A review by zalamaan
Empireland, by Sathnam Sanghera

3.0

The Book in Three Sentences

1 The British empire is not talked about enough in Britain today, and what is talked about are the good parts.

2. Lasting effects of empire include things like immigrants from colonies still feeling not part of the system due to racism, politicians wanting to keep the privilege of being an imperial power without the backlash, and people from colonies still identifying with traits made for them by the ruling powers to keep them in check (Sikh warrior race for example).

3. Arguing about what it is to be British is dumb, since the empire brought in peoples from all over. Street food in England has Indian influences, etc.

Impressions

The book talked a lot about things that I though most people would already know. The empire wasn't great for the people of the colonies, specifically people with different looks/skin colour. I'm not sure if I already knew this stuff because of my own bubble or if the author is oblivious to what most people believe. Although it is a good book, it seems fairly self-evident to anyone not white and sheltered and from a small town. I would've liked more detail on most of what he talked about. Every time he got to a good part in the chapter, I'd realize there was one or two pages left in it and he would start summing up/winding down.

I was interested to find out that although the abolition of slavery was led by the British, they also were the top earners from it first. Also, during abolition, the government paid the ex slave-owners for any 'property' and money they would have lost because of it. Meanwhile, former enslaved people got nothing.

How I Discovered It

It was discussed on Reddit and Twitter right after the Queen died.

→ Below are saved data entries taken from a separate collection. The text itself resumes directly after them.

PR #1027, opened 2025-09-15
fix: Trezor's tx value's NaN

kiocos:
## Summary by CodeRabbit

* **Bug Fixes**
  * Fixed transaction signing issues with Trezor hardware wallets by properly hex-prefixing the transaction value. This improves compatibility with Trezor Connect and prevents “invalid value” errors during signing.
  * No changes to gas, nonce, or final on-chain amounts; this is a formatting correction to ensure successful signing.

### DIFF
--- a/src/utils/hardware/TrezorSigner.ts
+++ b/src/utils/hardware/TrezorSigner.ts
@@ -114,7 +114,7 @@ class TrezorSigner implements EIP1193Provider, HardwareSigner {
                     nonce: nonce.toString(16),
                     chainId: Number(network.chainId),
                     gasPrice: feeData.gasPrice.toString(16),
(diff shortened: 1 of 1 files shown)


kilrau:
Nice find! If user confirmed that this fixed it: As discussed yesterday, this may brick old Trezor libraries and can't be merged like this. It'd need to check for the 0x prefix and only add it if it's missing.

michael1011:
> this may brick old Trezor libraries

Why?

michael1011:
> This was working before without the 0x prefix so I'm afraid it'll brick

Yeah, we are not playing guessing games here. It's working fine with a Trezor Model One and Safe with the latest firmware

PR #1033, opened 2025-10-02
feat: Show lnurl/lnaddress min/max amount errors

kiocos:


src/i18n/i18n.ts
```diff
@@ -310,6 +310,14 @@ const dict = {
...
         get_refundable_error:
             "Failed to load UTXO data. Refresh to try again or check your internet connection if the problem persists.",
+        min_amount_lnurl:
+            "Minimum amount for this lnUrl is {{ amount }} {{ denomination }}",
+        max_amount_lnurl:
+            "Maximum amount for this lnUrl is {{ amount }} {{ denomination }}",
+        min_amount_lnaddress:
+            "Minimum amount for this lnAddress is {{ amount }} {{ denomination }}",
+        max_amount_lnaddress:
+            "Maximum amount for this lnAddress is {{ amount }} {{ denomination }}",
```
michael1011, line 320: It's "LNURL" and "Lightning Address". But I really don't see a point in distinguishing between them in error messages. What i meant in https://github.com/BoltzExchange/boltz-web-app/pull/1033#discussion_r2402106893 was something like `Minimum amount for the destination is {{ amount }} {{ denomination }}`

michael1011 (changes requested):

michael1011 (approved):
Test should be fixed and needs translations; can be merged after

kilrau (changes requested):
Works, but denomination here needs to be removed - it's always Lightning
image

PR #1035, opened 2025-10-07
feat: Show receiving address/invoice on swap send screen

kiocos:
image

image


kiocos:
@kilrau needs translations

kilrau (changes requested):
As-is impossible to properly read longer destinations like invoices, also it disappears when moving mouse off. I really want to be able to mark and copy the text. Try something similar to the MRH optimized swap hint (i). Make it stay open, let me mark and copy, check that long strings like invoices are completely visible and formatted properly.

Image

michael1011 (commented):
I like it. Regarding it being "confusing", i guess we could hide it by default and only show it in an "advanced mode" that can be enabled in the tooltip? But maybe we can come up with something nicer. Tbh, I am fine with this though

PR #1050, opened 2025-10-22
fix #1047 - Display all characters of deposit address

### LINKED ISSUE #1047: Display all characters of deposit address
Display all characters of the deposit address, separated in groups of 4 or 5 characters, like `bcrt1 qrhg8 z3ccu 8vmnz 7xvwx 8t92m ykw6r u64k9 6e4v`.

dannym-arx:
Closes #1047 

would this implementation satisfy the requirements?

Image

Image

(copy buttons still work as expected, copying without spaces naturally)

in the input field, the address only formats upon pasting (or typing) a valid address, if the address is invalid it won't format, to signal the user something's wrong (besides the red border) (thought that would be a good ux, but if not it's a quick change)

## Summary by CodeRabbit

* **New Features**
  * Address values are now formatted into readable groups of characters; invoice values retain their previous shortened display.

* **Style**
  * Improved alignment and text-wrapping in copy components for better visual presentation.

* **Tests**
  * Added tests for address formatting and for copy behavior verifying the raw address is copied to the clipboard.

### DIFF
--- a/src/components/CopyBox.tsx
+++ b/src/components/CopyBox.tsx
@@ -1,6 +1,7 @@
 import { BiRegularCopy } from "solid-icons/bi";
 import { IoCheckmark } from "solid-icons/io";
 import { Show, createSignal } from "solid-js";
+import { isInvoice } from "src/utils/invoice";
 
 import { copyIconTimeout } from "../consts/CopyContent";
 import {
@@ -33,7 +34,7 @@ const CopyBox = (props: { value: string }) => {
                 fallback={<BiRegularCopy size={23} data-testid="copy-icon" />}>
                 <IoCheckmark size={23} data-testid="checkmark-icon" />
             </Show>
-            {props.value.startsWith("ln")
+            {isInvoice(props.value)
                 ? cropString(props.value, baseStrLength, maxStrLength)
                 : formatAddress(props.value)}
         </p>


src/utils/helper.ts
```diff
@@ -59,6 +59,16 @@ export const cropString = (str: string, maxLen = 40, subStrSize = 19) => {
     );
 };
 
+export const formatAddress = (address?: string | null | undefined): string => {
```
kiocos:
```suggestion
export const formatAddress = (address?: string | null): string => {
```

src/components/AddressInput.tsx
```diff
@@ -109,7 +154,7 @@ const AddressInput = () => {
             name="onchainAddress"
             autocomplete="off"
             placeholder={t("onchain_address", { asset: assetReceive() })}
-            value={onchainAddress()}
+            value={formatAddress(onchainAddress())}
```
kiocos: Not sure if we really want to do this format here. We already have the `Destination` tooltip at the payment page which serves to help the user double-check the input.

@kilrau ?

If we wish to do so, I've noticed two nits to fix here:
1. The keyboard cursor doesn't work properly when using the left and right arrows inside this input (behaves weird at the spaces);
2. `Delete` button also doesn't work when we press it at one of the blank spaces;

Otherwise, we can revert the changes from `AddressInput`

kiocos (changes requested):
Thank you for your PR!

CI is currently breaking due to linting errors needing a fix. Let's also sign all the commits! 💪

Not sure if we want to apply the format on `AddressInput`, see https://github.com/BoltzExchange/boltz-web-app/pull/1050#discussion_r2453576489

Let's also apply these changes to chain addresses only, we should keep the previous behavior for invoices (no need to display the full invoice).

kiocos (changes requested):
Looking good! :muscle: 
Just one last nit, IMO can be merged after addressed.
<details>
<summary>screenshots</summary>
Image

image

Image
</details>

PR #1065, opened 2025-11-12
fix: RescueExternal params

kiocos:
## Summary by CodeRabbit

* **Bug Fixes**
  * Improved redirect handling in refund/rescue flows so redirects respect current route parameters and preserve query/search strings across external and internal refund scenarios.
* **Tests**
  * Expanded end-to-end coverage to verify rescue-key query behavior across external rescue routes, ensuring proper UI behavior for different external types.


michael1011 (commented):
Let's add a E2E test to avoid regressions

michael1011 (approved):

PR #1067, opened 2025-11-14
feat: Show fiat rate (BTC/USD)

### LINKED ISSUE #372: Add subtle USD values to swap box
https://twitter.com/Boltzhq/status/1736338124941222177
image which translates to "I have a proposal that you add a conversion function, for example, if I need to transfer 500 US dollars of BTC, then your system will calculate the corresponding SATS according to the conversion."

here USD amount comparison would help to make sure the btc to sat denomination was done correctly:
image

kiocos:
Closes #372 

## Summary by CodeRabbit

* **New Features**
  * Display Bitcoin amounts in USD fiat equivalents throughout the application
  * Toggle fiat rate display on/off from the settings menu
  * Full multi-language support for fiat features
  * Automatic Bitcoin price fetching with failover when providers are unavailable

* **Tests**
  * Added comprehensive tests for fiat conversion and price fetching

### DIFF
--- a/src/components/PayInvoice.tsx
+++ b/src/components/PayInvoice.tsx
@@ -1,6 +1,6 @@
 import { BigNumber } from "bignumber.js";
 import log from "loglevel";
-import { Show, createEffect } from "solid-js";
+import { Show } from "solid-js";
 
 import CopyButton from "../components/CopyButton";
 import QrCode from "../components/QrCode";
@@ -13,8 +13,7 @@ import { enableWebln } from "../utils/webln";
 import CopyBox from "./CopyBox";
 
 const PayInvoice = (props: { sendAmount: number; invoice: string }) => {
-    const { t, denomination, separator, webln, fetchBtcPrice } =
-        useGlobalContext();
+    const { t, denomination, separator, webln } = useGlobalContext();
 
     const payWeblnInvoice = async (pr: string) => {
         await enableWebln(async () => {
@@ -22,10 +21,6 @@ const PayInvoice = (props: { sendAmount: number; invoice: string }) => {
             log.debug("webln payment result:", result);
         });
     };
-
-    createEffect(() => {
-        void fetchBtcPrice();
-    });
 
     return (
         <div>
--- a/src/components/PayOnchain.tsx
+++ b/src/components/PayOnchain.tsx
@@ -1,5 +1,5 @@
 import { BigNumber } from "bignumber.js";
-import { Show, createEffect, createMemo, createResource } from "solid-js";
+import { Show, createMemo, createResource } from "solid-js";
 
 import CopyButton from "../components/CopyButton";
 import QrCode from "../components/QrCode";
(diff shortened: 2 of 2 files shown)


src/configs/base.ts
```diff
@@ -75,6 +75,11 @@ const defaults = {
     dnsOverHttps: "https://1.1.1.1/dns-query",
     chatwootUrl: "https://support.boltz.exchange",
     preimageValidation: "https://validate-payment.com",
+    rateProviders: {
+        Yadio: "https://api.yadio.io/exrates/btc",
+        Kraken: "https://api.kraken.com/0/public/Ticker",
```
michael1011: Why kraken?

src/context/Global.tsx
```diff
@@ -470,6 +472,14 @@ const GlobalProvider = (props: { children: JSX.Element }) => {
         },
     );
 
+    const [showFiatAmount, setShowFiatAmount] = makePersisted(
+        // eslint-disable-next-line solid/reactivity
+        createSignal<boolean>(true),
```
michael1011: Let's disable that by default

src/i18n/i18n.ts
```diff
@@ -196,6 +196,10 @@ const dict = {
         denomination_tooltip: "Choose your preferred denomination: BTC or sats",
         decimal_tooltip:
             "Choose your preferred decimal separator: dot or comma",
+        show_fiat_rate: "Show Fiat Rate",
+        show_fiat_rate_tooltip:
+            "Enable or disable the display of fiat rate (USD) for swap amounts",
```
michael1011:
```suggestion
            "Show USD amounts",
```

src/utils/fiat.ts
```diff
@@ -0,0 +1,76 @@
...
+    } catch (e) {
+        throw new Error("failed to get BTC price from Mempool: ", e);
+    }
+};
+
+export const getBtcPriceFailover = async (
+    currency: Currency = Currency.USD,
+) => {
+    for (const getBtcPrice of [
+        getBtcPriceYadio,
```
michael1011: I am not comfortable using that random site by default as first choice

michael1011 (changes requested):

kiocos:
> LGTM
> 
> But did you now toggle it off by default on purpose? If so, why?

Yes. See https://github.com/BoltzExchange/boltz-web-app/pull/1067#discussion_r2529839304

src/context/Global.tsx
kilrau: Why? I really think it's hyper subtle and noone will ever manually enable this as it's not discoverable.

kilrau:
> > LGTM
> > But did you now toggle it off by default on purpose? If so, why?
> 
> Yes. See [#1067 (comment)](https://github.com/BoltzExchange/boltz-web-app/pull/1067#discussion_r2529839304)

I really think it should be on by default. It's useful without thinking much about it, let alone go to settings and check for the option. It'll have close to 0 effect if we leave it off by default. Check https://app.uniswap.org, subtle and on by default.

kilrau (approved):
tACK

michael1011 (approved):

When people would come out and defend against others bashing her right after her death, others would point to this book to explain why the empire was bad for a whole lot of people.

Who Should Read It?

Anyone who still believes that the British empire was good for humanity overall. Anyone parroting the fact that the English abolished slavery as if that's all that mattered. Most of the left-leaning younger generation wouldn't need to, I think.

How The Book Changed Me

- Not much honestly, a lot of the information I had already known.
- Good to have a simple book to point to if someone asks

My Top Three Quotes

My parents never really explained why they came here beyond the fact that my grandparents had already arrived and they were entitled to call over dependants to join them, and they essentially corroborated Powell’s politics with their behaviour: never packing away the suitcases they had arrived with, resisting getting British passports in case they had to go back to India, and telling me that you voted Labour if you wanted brown immigrants to stay and Conservative if you wanted immigrants to go ‘home’.

More recently this sense of privilege and entitlement was inadvertently dramatized by a Brexiteer commenting on social media: he had campaigned to liberate the UK from the EU but when he found himself being forced to wait in an immigration queue at an EU airport in Amsterdam, he complained out loud that ‘this isn’t the Brexit I voted for’.

Freudian psychoanalysts believe that if you deny or repress a traumatic experience, you risk acting out versions of the original trauma in ways that can be self-defeating.